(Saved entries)

PR #3697, opened 2025-02-06
Fix source type binding key on windows

BoykoAlex:
On Windows since path separator is \ the binding key ends up being Lp/<path to the java file>~X, i.e. includes file path. On Linux and Mac due to separator being / the key is Lp/X; as expected.
PR should fix the binding key on Windows


BoykoAlex:
@jukzi @martinlippert I have created a new PR since #3416 is corrupted somehow now... Could you please review it?

jukzi (approved):

org.eclipse.jdt.core.tests.compiler/src/org/eclipse/jdt/core/tests/dom/StandAloneASTParserTest.java
```diff
@@ -16,6 +16,11 @@
  *******************************************************************************/
 package org.eclipse.jdt.core.tests.dom;
 
+import static org.junit.Assert.assertFalse;
```
jukzi, line 19: 00:06:23.884  [ERROR] Failed to execute goal org.eclipse.tycho:tycho-compiler-plugin:4.0.11:compile (default-compile) on project org.eclipse.jdt.core.tests.compiler: Compilation failure: Compilation failure: 
00:06:23.884  [ERROR] /home/jenkins/agent/workspace/eclipse.jdt.core-Github_PR-3697/org.eclipse.jdt.core.tests.compiler/src/org/eclipse/jdt/core/tests/dom/StandAloneASTParserTest.java:[19] 
00:06:23.884  [ERROR] 	import static org.junit.Assert.assertFalse;
00:06:23.884  [ERROR] 	              ^^^^^^^^^^^^^^^^^^^^^^^^^^^^
00:06:23.884  [ERROR] The import org.junit.Assert.assertFalse is never used
00:06:23.884  [ERROR] /home/jenkins/agent/workspace/eclipse.jdt.core-Github_PR-3697/org.eclipse.jdt.core.tests.compiler/src/org/eclipse/jdt/core/tests/dom/StandAloneASTParserTest.java:[20] 
00:06:23.884  [ERROR] 	import static org.junit.Assert.assertNotNull;
00:06:23.884  [ERROR] 	              ^^^^^^^^^^^^^^^^^^^^^^^^^^^^^^
00:06:23.884  [ERROR] The import org.junit.Assert.assertNotNull is never used
00:06:23.884  [ERROR] /home/jenkins/agent/workspace/eclipse.jdt.core-Github_PR-3697/org.eclipse.jdt.core.tests.compiler/src/org/eclipse/jdt/core/tests/dom/StandAloneASTParserTest.java:[21] 
00:06:23.884  [ERROR] 	import static org.junit.Assert.assertNull;
00:06:23.884  [ERROR] 	              ^^^^^^^^^^^^^^^^^^^^^^^^^^^
00:06:23.884  [ERROR] The import org.junit.Assert.assertNull is never used
00:06:23.884  [ERROR] /home/jenkins/agent/workspace/eclipse.jdt.core-Github_PR-3697/org.eclipse.jdt.core.tests.compiler/src/org/eclipse/jdt/core/tests/dom/StandAloneASTParserTest.java:[22] 
00:06:23.884  [ERROR] 	import static org.junit.Assert.assertTrue;
00:06:23.884  [ERROR] 	              ^^^^^^^^^^^^^^^^^^^^^^^^^^^
00:06:23.884  [ERROR] The import org.junit.Assert.assertTrue is never used
00:06:23.884  [ERROR] 4 problems (4 errors)
00:06:23.884  [ERROR] -> [Help 1]

org.eclipse.jdt.core.tests.compiler/src/org/eclipse/jdt/core/tests/dom/StandAloneASTParserTest.java
```diff
@@ -1943,7 +1943,63 @@ class com {
...
+
+			parser.createASTs(new String[] {absPath}, null, new String[0], requestor, null);
+
+			assertNotNull("No binding", bindings[0]);
+			assertEquals("Wrong type of binding", IBinding.TYPE, bindings[0].getKind());
+			ITypeBinding typeBinding = (ITypeBinding) bindings[0];
+			assertEquals("Wrong binding", "p.X", typeBinding.getQualifiedName());
+			assertEquals("Wrong binding key", "Lp/X;", typeBinding.getKey());
+		} finally {
+			file.delete();
```
jukzi, line 2000: please also clean up packageDir, rootDir

org.eclipse.jdt.core.tests.compiler/src/org/eclipse/jdt/core/tests/dom/StandAloneASTParserTest.java
```diff
@@ -1943,7 +1943,63 @@ class com {
         assertNotNull(ctorBinding);
         IAnnotationBinding[] annotations = ctorBinding.getAnnotations();
         assertNotNull(annotations);
-}
+	}
+
+	public void testBindingKey() throws IOException {
+		File rootDir = new File(System.getProperty("java.io.tmpdir"));
```
jukzi, line 1949: You could shrink the code by using java.nio.file.Files.createTempDirectory

org.eclipse.jdt.core.tests.compiler/src/org/eclipse/jdt/core/tests/dom/StandAloneASTParserTest.java
```diff
@@ -1943,7 +1943,63 @@ class com {
...
+		final IBinding[] bindings = new IBinding[1];
+
+		String contents =
+			"package p;\n" +
+			"public class X {\n" +
+			"}";
+
+		File packageDir = new File(rootDir, "p");
+		packageDir.mkdir();
+		File file = new File(packageDir, "X.java");
```
jukzi, line 1966: would be shorter to use java.nio.file.Files.writeString

jukzi:
using File.separatorChar matches org.eclipse.jdt.internal.core.NameLookup.findPackageFragment(IPath) to this looks like a good change!

stephan-herrmann:
Please explain how the binding key relates to filesystem / operating system. 

From the top of my head I only gather these contracts:
* keys should be unique
* keys should harmonize with the implementation of BindingKeyResolver / BindingKeyParser

I guess the central documentation about these things can be found at `org.eclipse.jdt.core.dom.IBinding.getKey()`, which in particular says:

> The exact details of how the keys are generated is unspecified. However, it is a function of the following information:

So which clients make assumptions about the meaning of `/` vs. `\`?

BoykoAlex:
Without the fix the binding from the added unit test looks like below:
`Lp/C:\Users\sasha\AppData\Local\Temp\jdt-test-binding-key17138182034659599285\p\X~X;`
Rather than:
`Lp/X;`

Thus it clearly looks at the OS file path when computing the binding key at the moment. The code I'm correcting used to look like this:
```java
int start = CharOperation.lastIndexOf('/', this.fileName) + 1;
```
From the above I've concluded that we do expect file path separators to be the `fileName` field...

Therefore, I felt that OS path separator would be an obvious fix as it would make the binding key platform independent.

Perhaps the expectation is that `fileName` field suppose to indeed hold just the file name rather than a file path? It'd probably be a riskier fix then...

stephan-herrmann:
> Without the fix the binding from the added unit test looks like below: `Lp/C:\Users\sasha\AppData\Local\Temp\jdt-test-binding-key17138182034659599285\p\X~X;` Rather than: `Lp/X;`
> 
> Thus it clearly looks at the OS file path when computing the binding key at the moment. The code I'm correcting used to look like this:
> 
> ```java
> int start = CharOperation.lastIndexOf('/', this.fileName) + 1;
> ```
> 
> From the above I've concluded that we do expect file path separators to be the `fileName` field...
> 
> Therefore, I felt that OS path separator would be an obvious fix as it would make the binding key platform independent.
>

**Task to complete**
Scan the data for the word "never" and copy every line where it shows up.

**Response to this task**
00:06:23.884  [ERROR] The import org.junit.Assert.assertFalse is never used
00:06:23.884  [ERROR] The import org.junit.Assert.assertNotNull is never used
00:06:23.884  [ERROR] The import org.junit.Assert.assertNull is never used
00:06:23.884  [ERROR] The import org.junit.Assert.assertTrue is never used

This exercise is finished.